Data for analysis:
PR #2686, opened 2026-05-05
Separate react code into reusable bundle

andrewleith:
# Summary | Résumé
This pull request reorganizes how JavaScript assets are loaded and bundled, with a focus on optimizing the inclusion of React and related libraries. The main focus is extracting React into its own chunk that can be shared between any react components we use (i.e. scheduler and rich text editor right now) without loading duplicate code like we are currently doing.

- [x] Editor works in storybook
- [x] Editor works on template editor page
- [x] Scheduler works in storybook
- [x] Scheduler works on notification send page


webpack.config.js
```diff
@@ -28,6 +28,19 @@ module.exports = {
     filename: "javascripts/[name].min.js",
     path: path.resolve(__dirname, "app/assets")
   },
+  optimization: {
+    splitChunks: {
+      cacheGroups: {
```
whabanks, line 33: I like this, letting the browser cache the react js is great. I wonder if this would be a useful technique to leverage in the future. We could identify JS that changes infrequently, split it and let it remain cached for longer to speed up page load times. Likely just micro-optimizations but just a thought.

whabanks (approved):
LGTM!

PR #2689, opened 2026-05-06
Add manage_templates permission option to API key creation

jzbahrai:
## Summary
Adds the ability to assign a manage_templates permission to API keys during creation. This permission will allow API keys to create, update, or delete templates via the API (enforcement coming in a follow-up API PR).

## Changes
Feature flag: FF_ADD_TEMPLATE_PERM — enabled in dev, staging, and test; disabled in production
Form: Added manage_templates checkbox field to CreateKeyForm
API client: create_api_key() now accepts and passes a permissions list to the API
Template: Added "Add permission for above API key" heading + checkbox on the create key page (gated by FF)
Translations: Added French translations for all new strings
Tests: Form validation, view integration, and API client tests in test_create_api_key_form.py

### Test 1 
1. Set FF_ADD_TEMPLATE_PERM=True in .env
2. Navigate to API Integration → Create an API key
3. Verify the "Add permission for above API key" heading and checkbox appear below the key type radios
4. Create a key with the checkbox checked and confirm permissions: ["manage_templates"] is sent to the 
5. Check the DB, under permissions in the api key table, you will see {manage_templates}

You should see the following:

Screenshot 2026-05-06 at 12 06 06 PM

Screenshot 2026-05-06 at 12 08 53 PM

##$ test 2
1. Set FF to false 
2. You should still be able to create a key
3. No manage_template in summary
4. No manage_template in permissions


app/main/views/api_keys.py
```diff
@@ -109,6 +114,7 @@ def create_api_key(service_id):
         form=form,
         disabled_options=disabled_options,
         option_hints=option_hints,
+        show_manage_templates=current_user.has_permissions("manage_api_keys"),
```
whabanks: Let's add the FF check here `and current_app.config["FF_ADD_TEMPLATE_PERM"]` + current_app import

whabanks (changes requested):
Looks good, just need a FF check to hide the options in the UI.

whabanks (approved):

Issue #63, opened 2019-03-17
Representation of an invalid ambiguous timestamp


pavel-kirienko:
As the ambiguous timestamp value is overflowing, none of its values can be reserved for special purposes; hence, the following is a mistake:

https://github.com/UAVCAN/dsdl/blob/dee68f6a1ef42efb82c56e2811c3c094ce9ea2dd/uavcan/time/SynchronizedAmbiguousTimestamp.1.0.uavcan#L11-L12

We may need to sacrifice one bit to make the value optional, like:

```
uint27 OVERFLOW_PERIOD_us = 83886080
truncated uint23[<=1] decamicrosecond
```

pavel-kirienko:
...which would make it variable-length, breaking alignment wherever it's used. We could do this instead:

- Option A: Make it variable-length as described but move all usages towards the end, so that the alignment of other fields is unaffected. This is not a great option because it restricts usage of this type (what if it can't be moved toward the end?).

- Option B: Add a bit flag alongside indicating whether the value is valid. This is not type safe, not great. We could alternatively use a union, which would be bitwise identical but type safe:

```python
@union
Void23.1.0 empty
truncated uint23 decamicrosecond
```

Where `Void23.1.0` is defined as `void23` (can't use voids as union members directly, at least not yet).

- Option C: Resurrect the old timestamp-related debates ([1](https://forum.uavcan.org/t/si-namespace-design/207/14?u=pavel.kirienko), [2](https://forum.uavcan.org/t/on-timestamping/237)) and see if we can either go back to 56-bit timestamps or find some cleverer solution. I never liked the short timestamp (as explained in the linked topics) but there didn't seem to be any other solution.

thirtytwobits:
will comment on this tomorrow (May 15th)

thirtytwobits:
Option B seems the most reasonable since some uses of this type will not require special values, therefore; B seems to optimize for the simplest use case.

I don't get the union idea though. How does that solve anything?

pavel-kirienko:
Suppose you have a flag like this:

```python
bool valid
truncated uint23 decamicrosecond
```

When you receive a message, you can go about handling it like this:

```c++
if (message.timestamp.valid)  // Danger! Easy to forget.
{
    handle(message.timestamp.decamicrosecond * 10, message.value);
}
```

[...]

PR #67, opened 2019-08-30
v1 finalization

pavel-kirienko:
- Updated the CI test script to enforce a consistent DSDL coding style.
- Enlarged the buffers in data transfer types (file and Internet) to make use of all of the available space.
- Updated the data type documentation to make it transport-agnostic.
- Stabilized key data types.
- Refactored the SI namespace to accommodate #63: now there are two sub-namespaces:
  - `uavcan.si.sample` -- everything from `uavcan.si` is moved there, the overflowing timestamp replaced with non-overflowing version, the former removed completely.
  - `uavcan.si.unit` -- just SI types with no metadata (no timestamps, just values).

I hope the terms `sample` and `unit` make sense; if not, please suggest alternatives.


uavcan/pnp/32741.NodeIDAllocationData.0.1.uavcan
```diff
@@ -180,18 +182,18 @@
...
+# If the allocatee does not have any preference, it should request the highest possible node-ID. Keep in mind that
+# the two highest node ID values are reserved for network maintenance tools; requesting those is not prohibited,
 # but the allocator is recommended to avoid granting these node-ID, using nearest available lower value instead.
 # The allocator will traverse the allocation table starting from the preferred node-ID upward,
 # until a free node-ID is found (or the first ID reserved for network maintenance tools is reached).
 # If a free node-ID could not be found, the allocator will restart the search from the preferred node-ID
 # downward, until a free node-ID is found. In pseudocode:
 #
-#   uint8_t findFreeNodeID(const uint8_t preferred)     // Returns >127 on failure (valid node-ID range from 0 to 127)
+#   uint16_t findFreeNodeID(const uint16_t preferred)   // Returns 0xFFFF on failure
```
thirtytwobits: would a node ID not be an IPv6 address for that transport? I.e. does this need to handle 128 bit addresses?

test.py
```diff
@@ -51,36 +58,53 @@ def compute_max_num_frames_canfd(bit_length):
...
+        # Check header comment
+        if index == 0 and line != '#':
+            if not any(map(lambda e: t.full_namespace.startswith(e),
+                           NAMESPACES_EXEMPTED_FROM_HEADER_COMMENT_REQUIREMENT)):
+                abort('Every data type definition must have a header comment surrounded with "#\\n",',
+                      'unless it is a member of:', NAMESPACES_EXEMPTED_FROM_HEADER_COMMENT_REQUIREMENT)
+
+        # Check trailing comment placement
+        # TODO: this test breaks on string literals containing "#"
+        if not line.startswith('#') and '#' in line and '  #' not in line:
```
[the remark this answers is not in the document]
pavel-kirienko: Yes. But, to do this *really correctly* we need somebody to write a standalone DSDL linter script. I should open a ticket perhaps. This script here is a quick hack.

uavcan/pnp/32741.NodeIDAllocationData.0.1.uavcan
pavel-kirienko: Probably not, but this is very debatable. See https://forum.uavcan.org/t/alternative-transport-protocols/324, search for "determinism considerations".

Issue #66, opened 2019-07-08
PnP cluster protocol updates


pavel-kirienko:
The log index should be widened from uint8 to match the maximum width of node-ID, which is 16 bit.

https://github.com/UAVCAN/public_regulated_data_types/blob/f468909db282e524eb6410187f02a33720f196d4/uavcan/pnp/cluster/390.AppendEntries.1.0.uavcan#L77-L78

https://github.com/UAVCAN/public_regulated_data_types/blob/f468909db282e524eb6410187f02a33720f196d4/uavcan/pnp/cluster/391.RequestVote.1.0.uavcan#L8

pavel-kirienko:
Fixed in #72

PR #72, opened 2019-10-13
Fix to #66 and minor clarifications

pavel-kirienko:
A review is optional.

After this PR is merged, I propose to swap the branches so that the current master becomes the dedicated v0 branch and the current `uavcan-v1` becomes the new master. This is already done for PyUAVCAN: https://github.com/UAVCAN/pyuavcan/branches

Many data types are not yet stable, but thanks to the new versioning system we don't need to stabilize them in order to stabilize the whole namespace. Thanks, Kjetil.

### DIFF
--- a/.travis.yml
+++ b/.travis.yml
@@ -2,6 +2,6 @@ language: python
 python:
   - "3.6"
 before_install:
-  - pip install pydsdl>=0.7
+  - pip install pydsdl~=1.0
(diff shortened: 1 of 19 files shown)


thirtytwobits:
Change looks good. I'm okay with the switch over but please test any other projects that use this as a submodule.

Task to complete:
The required output is every line above that contains the string "failure".

Solution for this task:
-#   uint8_t findFreeNodeID(const uint8_t preferred)     // Returns >127 on failure (valid node-ID range from 0 to 127)
+#   uint16_t findFreeNodeID(const uint16_t preferred)   // Returns 0xFFFF on failure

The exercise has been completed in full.